__Task requirements__
The answer must be the full listing, reproduced without any change.

__Source material__
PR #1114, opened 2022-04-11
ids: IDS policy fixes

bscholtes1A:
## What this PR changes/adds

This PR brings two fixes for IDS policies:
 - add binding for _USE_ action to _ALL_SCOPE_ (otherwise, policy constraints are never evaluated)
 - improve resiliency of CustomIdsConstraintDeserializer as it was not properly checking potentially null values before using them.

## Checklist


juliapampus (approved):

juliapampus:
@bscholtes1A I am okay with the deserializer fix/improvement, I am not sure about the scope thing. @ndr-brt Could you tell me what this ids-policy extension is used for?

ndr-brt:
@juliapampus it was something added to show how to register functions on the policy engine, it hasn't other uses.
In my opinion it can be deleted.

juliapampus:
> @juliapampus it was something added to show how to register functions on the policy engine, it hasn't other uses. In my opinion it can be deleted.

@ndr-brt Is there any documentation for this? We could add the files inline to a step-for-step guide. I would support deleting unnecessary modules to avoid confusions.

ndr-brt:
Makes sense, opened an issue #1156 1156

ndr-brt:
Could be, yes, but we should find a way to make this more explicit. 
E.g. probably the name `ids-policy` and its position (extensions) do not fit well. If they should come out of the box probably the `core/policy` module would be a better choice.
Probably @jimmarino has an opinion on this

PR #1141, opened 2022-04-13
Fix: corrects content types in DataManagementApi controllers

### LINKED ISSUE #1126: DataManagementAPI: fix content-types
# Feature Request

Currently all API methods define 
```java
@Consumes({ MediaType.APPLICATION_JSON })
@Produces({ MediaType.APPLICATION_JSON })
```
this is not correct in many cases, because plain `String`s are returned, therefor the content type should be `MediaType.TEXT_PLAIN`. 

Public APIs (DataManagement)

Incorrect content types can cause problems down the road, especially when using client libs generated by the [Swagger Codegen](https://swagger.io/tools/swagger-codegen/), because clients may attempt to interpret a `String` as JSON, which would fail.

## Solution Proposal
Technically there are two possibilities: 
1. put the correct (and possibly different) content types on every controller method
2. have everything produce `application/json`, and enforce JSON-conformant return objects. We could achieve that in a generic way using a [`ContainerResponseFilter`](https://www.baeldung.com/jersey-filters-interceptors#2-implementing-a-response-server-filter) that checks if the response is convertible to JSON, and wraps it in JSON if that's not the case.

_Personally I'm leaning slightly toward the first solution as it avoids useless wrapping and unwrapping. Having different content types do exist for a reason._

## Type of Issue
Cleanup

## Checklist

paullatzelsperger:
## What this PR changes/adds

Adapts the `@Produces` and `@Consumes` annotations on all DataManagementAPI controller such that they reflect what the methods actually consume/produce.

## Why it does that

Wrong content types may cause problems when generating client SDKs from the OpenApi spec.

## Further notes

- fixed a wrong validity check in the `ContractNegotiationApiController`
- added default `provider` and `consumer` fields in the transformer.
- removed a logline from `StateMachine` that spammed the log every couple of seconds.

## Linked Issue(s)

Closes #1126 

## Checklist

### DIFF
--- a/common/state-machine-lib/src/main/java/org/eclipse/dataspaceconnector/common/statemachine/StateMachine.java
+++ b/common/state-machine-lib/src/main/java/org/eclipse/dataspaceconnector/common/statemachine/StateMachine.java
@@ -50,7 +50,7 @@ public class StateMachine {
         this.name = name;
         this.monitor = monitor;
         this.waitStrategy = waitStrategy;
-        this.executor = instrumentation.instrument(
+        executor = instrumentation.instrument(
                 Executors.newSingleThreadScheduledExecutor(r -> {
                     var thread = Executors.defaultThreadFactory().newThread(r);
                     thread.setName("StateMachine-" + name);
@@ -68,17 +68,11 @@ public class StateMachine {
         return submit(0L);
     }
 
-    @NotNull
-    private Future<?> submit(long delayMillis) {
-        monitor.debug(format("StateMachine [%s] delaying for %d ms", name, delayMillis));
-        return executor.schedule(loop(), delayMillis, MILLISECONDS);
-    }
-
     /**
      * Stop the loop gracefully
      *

__Result of this task__
PR #1114, opened 2022-04-11
ids: IDS policy fixes

bscholtes1A:
## What this PR changes/adds

This PR brings two fixes for IDS policies:
 - add binding for _USE_ action to _ALL_SCOPE_ (otherwise, policy constraints are never evaluated)
 - improve resiliency of CustomIdsConstraintDeserializer as it was not properly checking potentially null values before using them.

## Checklist


juliapampus (approved):

juliapampus:
@bscholtes1A I am okay with the deserializer fix/improvement, I am not sure about the scope thing. @ndr-brt Could you tell me what this ids-policy extension is used for?

ndr-brt:
@juliapampus it was something added to show how to register functions on the policy engine, it hasn't other uses.
In my opinion it can be deleted.

juliapampus:
> @juliapampus it was something added to show how to register functions on the policy engine, it hasn't other uses. In my opinion it can be deleted.

@ndr-brt Is there any documentation for this? We could add the files inline to a step-for-step guide. I would support deleting unnecessary modules to avoid confusions.

ndr-brt:
Makes sense, opened an issue #1156 1156

ndr-brt:
Could be, yes, but we should find a way to make this more explicit. 
E.g. probably the name `ids-policy` and its position (extensions) do not fit well. If they should come out of the box probably the `core/policy` module would be a better choice.
Probably @jimmarino has an opinion on this

PR #1141, opened 2022-04-13
Fix: corrects content types in DataManagementApi controllers

### LINKED ISSUE #1126: DataManagementAPI: fix content-types
# Feature Request

Currently all API methods define 
```java
@Consumes({ MediaType.APPLICATION_JSON })
@Produces({ MediaType.APPLICATION_JSON })
```
this is not correct in many cases, because plain `String`s are returned, therefor the content type should be `MediaType.TEXT_PLAIN`. 

Public APIs (DataManagement)

Incorrect content types can cause problems down the road, especially when using client libs generated by the [Swagger Codegen](https://swagger.io/tools/swagger-codegen/), because clients may attempt to interpret a `String` as JSON, which would fail.

## Solution Proposal
Technically there are two possibilities: 
1. put the correct (and possibly different) content types on every controller method
2. have everything produce `application/json`, and enforce JSON-conformant return objects. We could achieve that in a generic way using a [`ContainerResponseFilter`](https://www.baeldung.com/jersey-filters-interceptors#2-implementing-a-response-server-filter) that checks if the response is convertible to JSON, and wraps it in JSON if that's not the case.

_Personally I'm leaning slightly toward the first solution as it avoids useless wrapping and unwrapping. Having different content types do exist for a reason._

## Type of Issue
Cleanup

## Checklist

paullatzelsperger:
## What this PR changes/adds

Adapts the `@Produces` and `@Consumes` annotations on all DataManagementAPI controller such that they reflect what the methods actually consume/produce.

## Why it does that

Wrong content types may cause problems when generating client SDKs from the OpenApi spec.

## Further notes

- fixed a wrong validity check in the `ContractNegotiationApiController`
- added default `provider` and `consumer` fields in the transformer.
- removed a logline from `StateMachine` that spammed the log every couple of seconds.

## Linked Issue(s)

Closes #1126 

## Checklist

### DIFF
--- a/common/state-machine-lib/src/main/java/org/eclipse/dataspaceconnector/common/statemachine/StateMachine.java
+++ b/common/state-machine-lib/src/main/java/org/eclipse/dataspaceconnector/common/statemachine/StateMachine.java
@@ -50,7 +50,7 @@ public class StateMachine {
         this.name = name;
         this.monitor = monitor;
         this.waitStrategy = waitStrategy;
-        this.executor = instrumentation.instrument(
+        executor = instrumentation.instrument(
                 Executors.newSingleThreadScheduledExecutor(r -> {
                     var thread = Executors.defaultThreadFactory().newThread(r);
                     thread.setName("StateMachine-" + name);
@@ -68,17 +68,11 @@ public class StateMachine {
         return submit(0L);
     }
 
-    @NotNull
-    private Future<?> submit(long delayMillis) {
-        monitor.debug(format("StateMachine [%s] delaying for %d ms", name, delayMillis));
-        return executor.schedule(loop(), delayMillis, MILLISECONDS);
-    }
-
     /**
      * Stop the loop gracefully
      *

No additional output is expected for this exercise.